Ao ser reconhecida como família a união estável, ou seja, a união entre duas pessoas constituídas pelo laço da afetividade, houve o alargamento conceitual do que é família. Deixou de ser casamento, sexo e reprodução para ser identificada como o fruto de um elo de afetividade.

 

A união entre homossexuais levou à quebra do paradigma da união sacralizada com fins de constituir prole. Não mais cabendo a naturalização da heterossexualidade.

 

Campanha que tomou proporções internacionais, não só o Brasil, mas diversos países já reconhecem a união entre homossexuais. Os preconceitos que existem na sociedade acabam refletindo-se também na postura dos juízes, contudo o preconceito, racismo e ignorância fazem parte dos derrotados, é uma batalha perdida, e isso já vendo sendo demonstrado para a sociedade. Retira-se:

O Supremo Tribunal Federal – apoiando-se em valiosa hermenêutica construtiva e invocando princípios essenciais (como os da dignidade da pessoa humana, da liberdade, da autodeterminação, da igualdade, do pluralismo, da intimidade, da não discriminação e da busca da felicidade) – reconhece assistir, a qualquer pessoa, o direito fundamental à orientação sexual, havendo proclamado, por isso mesmo, a plena legitimidade ético-jurídica da união homoafetiva como entidade familiar, atribuindo-lhe, em conseqüência, verdadeiro estatuto de cidadania, em ordem a permitir que se extraiam, em favor de parceiros homossexuais, relevantes conseqüências no plano do Direito, notadamente no campo previdenciário, e, também, na esfera das relações sociais e familiares. – A extensão, às uniões homoafetivas, do mesmo regime jurídico aplicável à união estável entre pessoas de gênero distinto justifica-se e legitima-se pela direta incidência, dentre outros, dos princípios constitucionais da igualdade, da liberdade, da dignidade, da segurança jurídica e do postulado constitucional implícito que consagra o direito à busca da felicidade, os quais configuram, numa estrita dimensão que privilegia o sentido de inclusão decorrente da própria Constituição da República (art. 1º, III, e art. 3º, IV), fundamentos autônomos e suficientes aptos a conferir suporte legitimador à qualificação das conjugalidades entre pessoas do mesmo sexo como espécie do gênero entidade familiar. – Toda pessoa tem o direito fundamental de constituir família, independentemente de sua orientação sexual ou de identidade de gênero. A família resultante da união homoafetiva não pode sofrer discriminação, cabendo-lhe os mesmos direitos, prerrogativas, benefícios e obrigações que se mostrem acessíveis a parceiros de sexo distinto que integrem uniões heteroafetivas” (STF – AgR no RE 477554, Rel. Min. Celso de Mello). (grifei).

 

            Ainda:

ADMINISTRATIVO E PREVIDENCIÁRIO – IPREV – PENSÃO POR MORTE DE SERVIDORA PÚBLICA – PLEITO DA COMPANHEIRA – UNIÃO HOMOAFETIVA ESTÁVEL COMPROVADA E RECONHECIDA – CONVIVÊNCIA SOB O MESMO TETO E AQUISIÇÃO DE PATRIMÔNIO COMUM – DEPENDÊNCIA FINANCEIRA PRESUMIDA – ISONOMIA COM A UNIÃO ESTÁVEL HETEROAFETIVA – BENEFÍCIO DEVIDO.

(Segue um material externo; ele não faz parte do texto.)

PR #314, opened 2017-10-06
Add IWithMeta protocol to RAtom

### LINKED ISSUE #257: Ratom missing 'with-meta'
Because `meta` [exists for ratoms](https://github.com/reagent-project/reagent/blob/master/src/reagent/ratom.cljs#L149), I would also expect `with-meta` to be there.

Here's a reference to the clojurescript core source : [with-meta example](https://github.com/clojure/clojurescript/blob/709cc57d003590945329ea8745b799e75ac4ba88/src/main/cljs/cljs/core.cljs#L5838)

frerom:
Fixes #257

### DIFF
--- a/src/reagent/ratom.cljs
+++ b/src/reagent/ratom.cljs
@@ -146,6 +146,9 @@
   (-swap! [a f x y]      (-reset! a (f state x y)))
   (-swap! [a f x y more] (-reset! a (apply f state x y more)))
 
+  IWithMeta
+  (-with-meta [_ new-meta] (RAtom. state new-meta validator watches))
+
   IMeta
   (-meta [_] meta)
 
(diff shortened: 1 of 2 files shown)


danielcompton:
This would return a new instance of the Ratom when calling `with-meta`. This seems idiomatic amongst other core Clojure code, but I'm not sure what its effects on Reagent would be, both because it makes heavy use of meta, and because object identity is quite important in Reagent, and could lead to confusing scenarios. It might be fine, but this should probably be checked out further.

Deraen:
I think this will be safe. Reagent doesn't change RAtom meta ever, so only case where new RAtom is created using `with-meta` should be when user does so. And I think it won't be easy to do that accidentally, unless one has two nested RAtoms or such.

```clj
(deftest ratom-with-meta
  (let [value {:val 1}
        meta-value {:meta-val 1}
        state (r/atom (r/atom value))]
    (is (= (meta @state) nil))
    (reset! state #(with-meta % meta-value))
    (is (= (meta @state) nil))   
    )) 
```

PR #8009, opened 2017-11-03
【accessibility】popover & tooltip & message & Notification

maranran:
popover & tooltip
1、when you  focus the trigger element , the tooltip will show and  notice the AT
 message & Notification
1、when you  focus the trigger element , press enter key the message will show and notice the AT


maranran:
nodeType  bug已修复

PR #8010, opened 2017-11-03
Cascader: optimize hover to expand experience

Dzinlife:
group

When cursor moves between menus, the submenus switch immediately, it is hard to select the desired item.

A better way is to include a bit of a delay when activating submenus, but it will make the menu switch slowly.

The perfect UX is to keep menus switch fast, only hold it when we want to select the submenus. 
Here is a solution:

group

Idea from OSX. The red area prevent menus switch for a short time.

### DIFF
--- a/packages/cascader/src/menu.vue
+++ b/packages/cascader/src/menu.vue
@@ -39,7 +39,8 @@
         value: [],
         expandTrigger: 'click',
         changeOnSelect: false,
-        popperClass: ''
+        popperClass: '',
+        hoverTimer: 0
       };
     },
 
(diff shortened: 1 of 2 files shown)


packages/cascader/src/menu.vue
```diff
@@ -138,6 +138,33 @@
         popperClass
       } = this;
 
+      let hoverMenuRefs = {};
+      this.hoverTimer = null;
```
Leopoldthecoder: `this.hoverTimer` 最好在 data 里注册一下

packages/cascader/src/menu.vue
```diff
@@ -138,6 +138,33 @@
...
+      const hoverMenuHandler = e => {
+        const hoverHreshold = 500;
```
Leopoldthecoder: `hoverThreshold`

Leopoldthecoder:
最好自己 fork 一下项目，从自己项目的分支提 PR，这样能避免在主仓库直接创建分支。

Dzinlife:
嗯嗯好的

PR #8141, opened 2017-11-09
[Form]: added validateOnRuleChange

badpunman:
In my use case, the rules provided to form change dynamically. The form validating itself every time is not welcome.

I would add this validateOnRuleChange boolean value, that can be changed to false to prevent this behavior.

Also the watcher didn't provide a callback to the validate() so the rejected promise escaped to console and was shown as error.

### DIFF
--- a/packages/form/src/form.vue
+++ b/packages/form/src/form.vue
@@ -34,11 +34,17 @@
         type: Boolean,
         default: true
       },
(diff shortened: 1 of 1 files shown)


badpunman:
I suppose I'll have to use a personal branch of the library if this won't get implemented.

Comprovada a união homoafetiva estável, pela convivência sob o mesmo teto e a aquisição de patrimônio comum, não pode a autarquia previdenciária, com o argumento de que a legislação ampara somente casais oriundos de união estável heteroafetiva e violação ao princípio da isonomia, negar à companheira a pensão por morte de servidora pública estadual. (Processo: 2011.073023-1 (Acórdão); Relator: Jaime Ramos; Origem: Joinville; Orgão Julgador: Quarta Câmara de Direito Público; Julgado em: 12/04/2012; Juiz Prolator: Renato Luiz Carvalho Roberge; Classe: Reexame Necessário). (grifei).

 

 

Assim, vemos que no judiciário as relações homoafetivas já foram reconhecidas, sendo uma tarefa árdua tirar o preconceito cultural da cabeça das pessoas, quem sabe só o tempo, quem sabe só numa próxima geração de pessoas que cresçam vendo essa união.

 

Necessário destacar que há pouco tempo, mais precisamente em 14 de maio de 2013, foi aprovado pelo CNJ (Conselho Nacional de Justiça), uma resolução que obriga os cartórios de todo o país a celebrar o casamento civil e converter a união estável homoafetiva em casamento, por 14 votos a 1.

 

  1. 3.CONSIDERAÇÕES FINAIS

 

A evolução da família aconteceu progressivamente, conforme cada ordenamento jurídico vigente em cada época no país, à proporção que se promulgavam as constituições federais e as leis complementares e infraconstitucionais.

 

Há de se considerar que a justiça é retardatária, ou seja, sempre vem depois do fato e quer impor o cumprimento da lei, negando qualquer direito à quem age de modo contrário aos modelos aceitos pela sociedade.

 

Assim, foi com a promulgação da Constituição Federal de 1988 que introduziu-se um novo marco para o direito de família no Brasil, quebrando os paradigmas do modelo tradicional de família, agregando direitos sociais, fundamentais e garantias ao cidadão, os quais contribuíram muito para a evolução da família.

 

Por fim, a nova opinião jurídica brasileira no tocante ao Direito de Família é uma realidade, adaptou-se, ainda que precariamente, à realidade atual. Porém, necessitamos cada vez mais de leis que atendam aos anseios da família, conforme as ocorrências de cada momento histórico nacional e até internacional. Em um mundo profundamente abalado pela globalização, onde a tendência é cada vez mais a uniformização de certos seguimentos das ciências jurídicas, o isolamento torna-se uma escolha perigosa para qualquer nação que enseja o desenvolvimento.

 

4. REFERÊNCIAS

 

DIAS, Maria Berenice. A evolução da Família e seus Direitos. Artigo, disponível em www.mariaberenicedias.com.br. Acessado em 29/05/2013.

 

http://www.soartigos.com/artigo/5091/A-EVOLUCAO-DO-CASAMENTO-E-SUA-DISSOLUCAO/. Acessado em 30/05/2013.

 

http://www.tj.sc.gov.br. Acessado em 30/05/2013.

 

http://www.cnj.jus.br/. Acessado em 30/05/2013.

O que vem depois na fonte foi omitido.